Tucson Industrial Market Sees Soaring Demand

In Q2 2021, Tucson industrial and flex space of all types remained the darling during tumultuous pandemic times and for the foreseeable future. E-commerce and expanded consumer buying power drove logistics and fulfillment demand and a 5.5% vacancy rate in the market.

Supply and Demand

Construction and home building have driven supplier and contractor activity with 256,000 square feet of positive absorption during the second quarter.

Overall market vacancy has remained at a steady level for three consecutive quarters. Limited inventory has been the impetus for speculative and build-to-suit construction by Harsch, Daybreak, and other developers, with opportunity in the speculative industrial market in Tucson not seen in recent times.

Pricing

Improved business park sales are at a high point not previously seen, both for small lots for end-users and larger parcels or assemblages for major employers and warehousing operations. A feverish investment climate with inbound money from out-of-state seeking yield has pushed sale prices up and cap rates down, with some sales in the 6% range and pricing up 10%-15% over the previous year.

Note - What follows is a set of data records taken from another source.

PR #238, opened 2019-09-29
Tatev tasks 421 450

tatev-hsp:


src/main/java/am/hsp/apps/seua/base/TaskArray.java
```diff
@@ -37,7 +37,24 @@ protected int getRandomNumber(int rangeStart, int rangEnd) {
...
+	 * 
+	 * generate elements from given rang [RANG_START,RANG_END] array
+	 * 
+	 * @param num
+	 * @return
+	 */
+	protected int[][] generateSquareArray(int num) {
+		int array[][] = new int[num][num];
+		for (int i = 0; i < num; i++) {
+			for (int j = 0; j < num; j++) {
```
hsp-harut: hmm... you can optimize your code. Actually the second "for" loop is just for generating the array of "num" elements.
I guess you already have a method which stands for it. So you are violating the DRY principle.
All you need is just to initialize the "i" element of your Square Array (i => each new row) as the newly generated array (second "for" loop - which should be replaced by the appropriate method usage)

src/main/java/am/hsp/apps/seua/tasks_421_450/Task_446.java
```diff
@@ -0,0 +1,54 @@
...
+	 * 
+	 * @param array[][]
+	 * @return
+	 */
+	private int getResult(int[][] array) {
+		int count = 0;
+
+		for (int i = 0; i < array.length; i++) {
+			for (int j = i; j < array.length; j++) {
+				if ((array[i][j] >= START) && (array[i][j] <= END)) {
```
hsp-harut: Hmm... don't you have a method for this? If I am not mistakes you had "isInRange" method difined in one of the base classes. Doesn't it make the deal?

Sales volume for the first half of 2021 more than doubled that of the same period in 2020, despite the limited inventory. Given the tight market, sellers are challenged to place their proceeds. User buildings are moving as quickly as they can be listed for sale, close to or at asking prices.

With quality leasable inventory depleting, many landlords are positioned to recast leases and drive increased value. Inflationary pressures are on the horizon, thus structuring leases properly is a key factor for savvy landlords.

Tucson and Arizona’s Economy

In Q2 2021, the Tucson market recorded nonfarm employment of 380,400 jobs. The unemployment rate improved dramatically from 8.3% in May 2020 to 6.8%, as the effects of the pandemic began to normalize. Median household income decreased by 11.9% compared to Q2 2020. Arizona’s April retail sales grew 45.5% year-over-year with housing permits up a full 71.0%. Single family home sales volume was up 12.0% year-over-year through June and the median sales price increased 25.1% for the same period.